Combining Western-centric disciplines does not make the combination any less Western-centric or colonial. For example, religious studies scholars could employ linguistics and geography to study the Middle East and still reproduce Orientalism. Studying Judaism through the lenses of archaeology and hermeneutics could remain confined within and reproduce an anti-Semitic framework. Cultural anthropologists could add area studies to their scholarly tool set and also remain limited by explicitly or implicitly approaching indigenous populations as if they are passive or largely ignorant. In short, the proliferation of inter-disciplinarity by itself does not challenge the color-line. The same is true of reassertions of mono-disciplinary formations and of defenses of science, the humanities, and the liberal arts. More creative and audacious thinking is needed to turn academic disciplines and inter-disciplines, including Religious Studies, into consistent engines of decoloniality.
Given how instrumental the identification and study of religion has been for the conceptualization and legitimization of the modern/colonial order, Religious Studies has to engage in self-critique along with a wider critique of the modern European sciences to help dispel the limitations and dangerous effects of modernity/coloniality. For this, a positive relation with emancipatory and decolonial transdisciplinary spaces such as Ethnic Studies and related fields becomes necessary.
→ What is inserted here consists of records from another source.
PR #5170, opened 2021-09-19
Update Logic for using Crafted

Hiinky:
Previous logic excluded crafted remedies being called from ;combat  `wait_for_script_to_complete('heal-remedy', ['quick'])` because it doesn't/can't send the override arg without a fair bit of tinkering.  This returns to the previous functional conditions while including the override option for on-the-spot healing.

### DIFF
--- a/heal-remedy.lic
+++ b/heal-remedy.lic
@@ -37,6 +37,9 @@ if @settings.herbs && !@override_mode
 elsif @override_mode
   $remedies = get_data('remedies')
   DRC.message("first remedies condition") if $debug_mode_hr
+else
+  $remedies = get_data('remedies')
+  DRC.message("first remedies condition") if $debug_mode_hr
 end
 
 @wounds_applied = FALSE
--- a/heal-remedy.lic
+++ b/heal-remedy.lic
@@ -34,9 +34,6 @@ DRC.message("@override_mode: #{@override_mode}") if $debug_mode_hr
 if @settings.herbs && !@override_mode
   $remedies = get_data('herbs')
   DRC.message("herbs") if $debug_mode_hr
-elsif @override_mode
-  $remedies = get_data('remedies')
-  DRC.message("first remedies condition") if $debug_mode_hr
 else
   $remedies = get_data('remedies')
   DRC.message("first remedies condition") if $debug_mode_hr


Dartellum (approved):

heal-remedy.lic
```diff
@@ -37,6 +37,9 @@ if @settings.herbs && !@override_mode
 elsif @override_mode
   $remedies = get_data('remedies')
   DRC.message("first remedies condition") if $debug_mode_hr
+else
+  $remedies = get_data('remedies')
```
rpherbig, line 41: I'm unclear on what the difference is between this case and line 37.

If there is no difference, should line 37 change to `else`?

Hiinky: if @settings.herbs && !@override_mode   
-- uses storebought herbs if herbs: are in yaml with no override arg.

elsif @override_mode  
-- is only an arg to manually start the script to use expensive/limited crafted remedies on demand for better results for things like dark box or when badly hurt while still using cheap storebought during ;combat.  

else
-- required for folks that want to use their crafted remedies during ;combat because ;combat doesn't have handling to send the override arg which effectively excludes crafted.

Dartellum: We could update combat-trainer to check for the override and put the call in for it. 🤷‍♂️

Hiinky: Seems like a couple added lines here is a lot less trouble than adding more to the beast that is ;combat

rpherbig: What I'm saying is, the code seems identical in the two cases, so why not remove the `elif` and just make it an `else` (so it covers both cases)?

Hiinky: That would block folks from using crafted remedies on the fly?  Unless I missed something.  You would have to comment out your herbs: in the yaml to make it use crafted.

rpherbig: It won't block anything. All we're doing is combining two cases into the more-accepting branch (i.e. `else`).

This is all based on the fact the code is identical within the two branches. If it should be different between the two branches, then we'll need both conditionals.

Hiinky:
Once I had a moment to stop and walk my tired brain through the options, I see what you mean.  I'm totally fine just make it an else.

PR #5171, opened 2021-09-19
Add option to balance lockpick ring.

robbintt:
Default to off since this is a waste of time unless you're a thief or frugal.

### DIFF
--- a/pick.lic
+++ b/pick.lic
@@ -237,8 +237,6 @@ class Pick
     bput("turn my #{@settings.lockpick_container} to best", "You fiddle with", "You think about it")
   end
 
-  end
-
   def stop_picking?
     @stop_pick_on_mindlock && DRSkill.getxp('Locksmithing') >= 30
   end
--- a/pick.lic
+++ b/pick.lic
@@ -104,6 +104,7 @@ class Pick
       echo "- Sources: #{@sources}"
       echo "- use_lockpick_ring: #{@use_lockpick_ring}"
       echo "- lockpick_container: #{@lockpick_container}"
+      echo "- balance_lockpick_container: #{@balance_lockpick_container}"
       echo "- harvest_traps: #{@harvest_traps}"
       echo "- component_container: #{@component_container}"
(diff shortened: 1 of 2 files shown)


pick.lic
```diff
@@ -231,6 +232,11 @@ class Pick
     @equipment_manager.wear_items(@removed_items)
   end
 
+  def balance_lockpick_container
+    return unless @use_lockpick_ring and @balance_lockpick_container
```
wstampley, line 236: I think you'll need something at the top to pull @settings.balance_lockpick_container into the class variable @balance_lockpick_container, and probably to add it to the debug output of all the settings.

pick.lic
```diff
@@ -231,6 +232,11 @@ class Pick
...
+    bput("turn my #{@settings.lockpick_container} to best", "You fiddle with", "You think about it")
```
wstampley, line 237: This version of pick doesn't do the Ruby include of any commons to make it easier to unit test, so you will need to prefix this bput with DRC.

profiles/base.yaml
```diff
@@ -999,6 +999,7 @@ skeleton_key: skeleton key
 # Set to false to use lockpicks instead.
 use_skeleton_key: false
 use_lockpick_ring: true
+balance_lockpick_container: false
```
wstampley, line 1002: Other new properties that are only used the new pick were nested under "pick:", i.e.
```
pick:
  balance_lockpick_container: false
```
Obviously not a 'must change', just something to consider.

pick.lic
```diff
@@ -39,6 +39,7 @@ class Pick
 
     @use_lockpick_ring = @settings.use_lockpick_ring
     @lockpick_container = @settings.lockpick_container
+    @balance_lockpick_container = @settings.pick['balance_lockpick_container']
```
rpherbig, line 42: Should this be output inside the block on line 101?

rpherbig:
Code changes look good aside from the two comments ✔️

PR #5172, opened 2021-09-19
Refactor tarantula combat detection

robbintt:
Easier for players to expand combat script detection:
* allow list to be moved to settings later
* move decision to function

### DIFF
--- a/tarantula.lic
+++ b/tarantula.lic
@@ -40,17 +40,20 @@ class Tarantula
     UserVars.tarantula_last_skillset = @last
   end
 
-  def choose_skill
-    _respond( bold("*** Choosing skill ***") ) if @debug
-    skills = []
-    in_combat = false
+  def in_combat?
     @combat_scripts.each do |script|
       if Script.running?(script)
         in_combat = true
         break
       end
     end
-    if in_combat
+  end
+
+  def choose_skill
+    _respond( bold("*** Choosing skill ***") ) if @debug
+    skills = []
+    in_combat = false
+    if in_combat?
       @tarantula.each.reject{ |k,_| k == @last }.each{ |k,v| skills << v["combat"] if v["combat"] }
     else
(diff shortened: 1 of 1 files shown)


tarantula.lic
```diff
@@ -39,10 +40,19 @@ class Tarantula
     UserVars.tarantula_last_skillset = @last
   end
 
+  def in_combat?
+    @combat_scripts.each do |script|
```
rpherbig, line 44: I think you could simplify this to `@combat_scripts.any? { |script| Script.running?(script) }`?

rpherbig:
I'm fine to merge this, or you can do the refactor. Thoughts?

tarantula.lic
robbintt: Do you know about this `running?` method in lich.rbw? Looks like it might take a list but has some other conditions as well. Could be much simpler: 

https://github.com/dragon-realms/dr-lich/blob/master/lich.rbw#L9790

robbintt: Interesting, yeah it works as expected afaict:
``` 
  1 scripts = ["banana", "potato", "dependency"]
  2 running?(scripts) ? echo("#{scripts} -- something in here is running") : echo("nothing in the list is running"
```

wstampley: Interesting. Based on a quick read of the code in that function, I would have expected it to require that ALL of the scripts in the list are running.

There are some interesting edge cases with the way that works today:
```
R>;la
--- Lich: dependency, roomnumbers, drinfomon, afk, spellmonitor, smartlisten, attention, sanowret-crystal, skill-recorder, moonwatch, t2, events, jail-buddy, hunting-buddy, textsubs, combat-trainer, lnet, log

>;e echo running?(['notcombat-trainer'])
[exec1: true]

R>;e echo running?(['foo', 'fi', 'bar'])
[exec1: true]
```

robbintt: good eye, the regex match is definitely not what we want. i will probably go back to the recommendation from @rpherbig

rpherbig (approved):

PR #5174, opened 2021-09-23
Random cleanup

wstampley:
- Improving vis of warnings in combat related to shock + spells (switch from echo -> message)
- Fixing bug with return value of DRCA.cast_spells, adding wrapper cast_spells? to follow the ruby convention
- Fixing similar bug in common theurgy, returning the right value for holy water checking
- Adding a recipe I forge all the time to the recipe list
- Fixing room name for Theren vault
- Fixing race condition in hunting-buddy, where your stop-on becomes true while go2'ing your hunting group

### DIFF
--- a/common-arcana.lic
+++ b/common-arcana.lic
@@ -587,6 +587,11 @@ module DRCA
     pause 0.5 while UserVars.moons.empty?
   end
 
+  def cast_spell?(data, settings, force_cambrinth = false, cast_lifecycle_lambda = nil)
+    result = cast_spell(data, settings, force_cambrinth, cast_lifecycle_lambda)
+    result ? true : false
+  end
+
   def cast_spell(data, settings, force_cambrinth = false, cast_lifecycle_lambda = nil)
     return unless data
     return unless settings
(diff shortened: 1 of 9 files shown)


common-arcana.lic
```diff
@@ -587,6 +587,11 @@ module DRCA
     pause 0.5 while UserVars.moons.empty?
   end
 
+  def cast_spell?(data, settings, force_cambrinth = false, cast_lifecycle_lambda = nil)
+    result = cast_spell(data, settings, force_cambrinth, cast_lifecycle_lambda)
+    result ? true : false
```
rpherbig, line 592: Why not return `cast_spell` directly?

rpherbig:
Code changes look good ✔️

common-arcana.lic
wstampley: Cause ? methods are supposed to return a boolean, but not all paths through cast_spell actually do, so this forces the weirder paths (like rituals?) into a boolean until a better refactor gets done.

rpherbig: Makes sense to me, thanks

PR #5177, opened 2021-09-26
Add mindstate_goal argument to performance.

robbintt:
Allow mindstate_goal in performance arguments for a smaller training goal.

### DIFF
--- a/performance.lic
+++ b/performance.lic
@@ -22,7 +22,7 @@ class Performance
     @settings = get_settings
     @song_list = get_data('perform').perform_options
     skip_clean = args.noclean
-    @mindstate_goal = 30 # default
+    @mindstate_goal = 31
     if args.mindstate_goal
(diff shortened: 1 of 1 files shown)


performance.lic
```diff
@@ -12,7 +12,8 @@ class Performance
     start_time = Time.new.to_i
     arg_definitions = [
       [
-        { name: 'noclean', regex: /noclean/i, optional: true, description: 'Skip cleaning your instrument' }
+        { name: 'noclean', regex: /noclean/i, optional: true, description: 'Skip cleaning your instrument' },
+        { name: 'mindstate_goal', regex: /(mindstate_goal=(\d+))/, optional: true, description: 'Train until mindstate >= mindstate_goal' }
```
rpherbig, line 16: Why introduce text into the arg? Rather than simply making it an integer?

PR #5181, opened 2021-10-04
Improving handling for harvest + no component container

wstampley:
The data in base-picking for trap parts wasn't specific enough for people who are harvesting but not keeping trap components, which would leave them holding a trap part in their left hand, and cause problems picking the box.

This PR:
- Fixes the base-picking data based on the table here: https://elanthipedia.play.net/Locksmithing_skill (which could still be wrong? we'll see)
- Adds an error handling path in `pick identify` that clears your off hand and continues
- Adds more debugging lines for future use

### DIFF
--- a/data/base-picking.yaml
+++ b/data/base-picking.yaml
@@ -176,21 +176,19 @@ picking:
   - steel striker
   - black cube
   - chitinous leg
-  - spring
+  - coiled spring
   - brown clay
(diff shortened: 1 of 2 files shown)


wstampley:
I've been running the updated version just fine, and a couple others are running it from Discord. Should be good to go.

PR #5185, opened 2021-10-09
rezz.lic update - Find bodies with roombrief on

BinuDR:
The script doesn't detect dead people if you have RoomBrief on.

[rezz]>look people
You take a moment to look for everybody in the area and see the body of Tohaka (prone).

I've updated the regex to deal with this.


rpherbig:
Regular expressions 🤷 ✔️

PR #5207, opened 2021-10-27
Fix common-arcana telescope storage

wstampley:
common-arcana uses 'stow' instead of correctly putting things back where it should, which then makes my other scripts very angry.

### DIFF
--- a/combat-trainer.lic
+++ b/combat-trainer.lic
@@ -1814,7 +1814,7 @@ class SpellProcess
       @equipment_manager.stow_weapon(game_state.weapon_name)
     end
 
-    data = update_astral_data(data)
+    data = update_astral_data(data, @settings)
     if data # update_astral_data returns nil on failure
       check_invoke(game_state)
       ritual(data, @settings)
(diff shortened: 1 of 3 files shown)


Dartellum:
I left a comment, or review, on why using DRCI instead of DRCMM. Checkout DRCMM and you will see the store telescope method.

asechrest:
Hi, all.

We've had additional reports of this issue in Discord. It looks like this PR is stalled for a couple reasons: 1) needs to be split into two PRs since part of the changes effect a common-*, and 2) should probably utilize DRCMM which has a ready-made function for putting away a telescope.

I don't want to step on any toes, but if this is stalled, we've got some fixes ready. Ya'll just let me know.

rpherbig:
> I don't want to step on any toes, but if this is stalled, we've got some fixes ready. Ya'll just let me know.

Go ahead and open a new PR, just note the overlap in it.

MahtraDR:
Closing. resolved in https://github.com/rpherbig/dr-scripts/pull/5544

PR #6461, opened 2023-02-26
[scripts][drinfomon] Rubocop

MahtraDR:
As per title.


MahtraDR:
@rpherbig Sorry to bother. This one I would rather not merge without a review. :) It's mostly just `rubocop -A`  but a few of the lines are manual edits, that rubocop couldn't auto-fix.

rpherbig:
> In particular, I don't know how private works, so that is one area I'd love a review for.

My understanding is that `private` works as expected for _instance_ methods (`def foo`) (called with `ClassName.new.foo`), but not for _class_ methods (`def self.foo`) (called with `ClassName.foo`). For class methods we have to use `private_class_method` instead of `private`.

Converting all of these class methods to instance methods seems like the wrong approach, so I'm fine with using `private_class_method` here.

drinfomon.lic
```diff
@@ -827,7 +826,7 @@ exp_hook = proc do |server_string|
   # https://github.com/traject/traject/issues/139
   match_briefexp_on         = regex_flag_briefexp_on.match(server_string)
   match_briefexp_off        = regex_flag_briefexp_off.match(server_string)
-  match_exp_columns         = regex_exp_columns.match(server_string)
+  # match_exp_columns         = regex_exp_columns.match(server_string)
```
rpherbig, line 829: Why was this commented out?

drinfomon.lic
```diff
@@ -1014,7 +1013,7 @@ info_hook = proc do |server_string|
   match_info_gender_age_circle = regex_info_gender_age_circle.match(server_string)
   match_info_stat_value        = regex_info_stat_value.match(server_string)
   match_info_encumbrance       = regex_info_encumbrance.match(server_string)
-  match_info_balance           = regex_info_balance.match(server_string)
+  # match_info_balance           = regex_info_balance.match(server_string)
```
rpherbig, line 1016: Why was this commented out?

drinfomon.lic
```diff
@@ -1439,7 +1438,7 @@ while line = script.gets
         .each_key do |town|
           copper = convert2copper(Regexp.last_match(1).to_i, Regexp.last_match(2))
           CharSettings['bank_accounts'][town] = CharSettings['bank_accounts'][town].to_i + copper
-          break
+          # break
```
rpherbig, line 1441: Why was this commented out?

drinfomon.lic
```diff
@@ -1451,7 +1450,7 @@ while line = script.gets
         .each_key do |town|
           copper = convert2copper(Regexp.last_match(1).to_i, Regexp.last_match(2))
           CharSettings['bank_accounts'][town] = CharSettings['bank_accounts'][town].to_i - copper
-          break
+          # break
```
rpherbig, line 1453: Why was this commented out?

drinfomon.lic
MahtraDR: Rubocop reports:
```
drinfomon.lic:830:3: W: Lint/UselessAssignment: Useless assignment to variable - match_exp_columns. Did you mean match_exp_clear_mindstate?
  match_exp_columns         = regex_exp_columns.match(server_string)
  ^^^^^^^^^^^^^^^^^
```

drinfomon.lic
MahtraDR: Rubocop reports
```
drinfomon.lic:830:3: W: Lint/UselessAssignment: Useless assignment to variable - match_exp_columns. Did you mean match_exp_clear_mindstate?
  match_exp_columns         = regex_exp_columns.match(server_string)
  ^^^^^^^^^^^^^^^^^
```

drinfomon.lic
MahtraDR: Rubocop suggested this loop would only ever run once in any case
```
drinfomon.lic:1437:7: W: Lint/UnreachableLoop: This loop will have at most one iteration.
      bank_titles ...
      ^^^^^^^^^^^
drinfomon.lic:1449:7: W: Lint/UnreachableLoop: This loop will have at most one iteration.
      bank_titles ...
      ^^^^^^^^^^^
```

drinfomon.lic
MahtraDR: Rubocop suggested this loop would only ever run once in any case
```
drinfomon.lic:1437:7: W: Lint/UnreachableLoop: This loop will have at most one iteration.
      bank_titles ...
      ^^^^^^^^^^^
drinfomon.lic:1449:7: W: Lint/UnreachableLoop: This loop will have at most one iteration.
      bank_titles ...
      ^^^^^^^^^^^
```

drinfomon.lic
rpherbig: Let's just delete it, then

drinfomon.lic
rpherbig: Let's just delete it, then

drinfomon.lic
rpherbig: We really should only ever have one item match the `select` a few lines up. The break just makes that explicit.

I suggest changing `select` to `find` (and deleting the `break`), which will also have a meaningless performance improvement since Ruby doesn't need to traverse the entire list.

drinfomon.lic
rpherbig: Same suggestion as the other select/break loop.

drinfomon.lic
```diff
@@ -873,7 +873,7 @@ exp_hook = proc do |server_string|
   when regex_exp_columns
     if parsing_exp_output
       server_string.scan(regex_exp_columns) do |skill_value, rank_value, percent_value, rate_value|
-        rate = learning_rates.index(rate) # convert word to number
+        rate_value = learning_rates.index(rate_value) # convert word to number
```
rpherbig, line 876: I'm not a fan of reassigning to "input" parameters (loop param in this case). Maybe `rate_as_word` on line 875 and `rate_as_number` on line 876?

MahtraDR:
@rpherbig I've refactored the two sections for detecting what town bank we're in, and looks good in testing.

rpherbig (approved):

PR #6189, opened 2022-10-17
[script][inventory-manager] support for shadow servants

GreyhallowDR:
added an arg 'servant', casts PG on servant 
checks DRStats for guild
confirms successful PG cast on servant
sorry about the spacing

PR #6554, opened 2023-02-28
[script][inventory-manager] Servants in Inventory-Manager

Raykyn55:
Reposting a previous PR with some modifications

These fields not only have a long history of critical engagement with the traditional disciplines, but they have also formulated questions and produced approaches that are crucial in uncovering coloniality. They generate knowledge that contributes to decolonization, and seek to create border zones of decolonial activity in between the university and a wide array of knowledges that are found outside it. A decolonial turn in Religious Studies through a generative interaction with Ethnic Studies and related fields, and with other decolonial projects inside and outside the university as well as in different parts of the world, is crucial to produce a twenty-first century Religious Studies. Likewise, as I hope that the analysis of white religion and prayer above demonstrates, fields such as Ethnic Studies and decolonial projects outside the academy could gain much from the analyses and insights of decolonial Religious Studies, decolonial philosophy of religion, and decolonial forms of religious thought and theology.
[1] W. E. B. Du Bois, The Souls of Black Folk. Authoritative Text. Contexts. Criticisms, ed. Henry Louis Gates Jr. and Terri Hume Oliver (New York: W. W. Norton & Co., 1999), p. 9.
[2] For an exploration of misanthropy, white supremacy, and an analysis of a white God in an anti-black world see Lewis R. Gordon, Bad Faith and Antiblack Racism (Atlantic Highlands: Humanities Press, 1995).
[3] W. E. B. Du Bois, “The Souls of White Folk,” in Darkwater: Voices from Within the Veil (New York: Humanity Books, 2002 [1920]), p. 56.
[4] ibid., 56. A picture of “religious leaders” praying in the Oval Office with Donald Trump after he signed the proclamation for a national day of prayer on Sept. 1, 2017 lends itself to further analysis of the prayer of whiteness, white religion, and white Christianity. J. Kameron Carter uses the picture in his column entitled “Behind Christianity Today’s Editorial is a Deeper Crisis of America’s Religion of Whiteness,” Religion News Service, Dec. 24, 2019.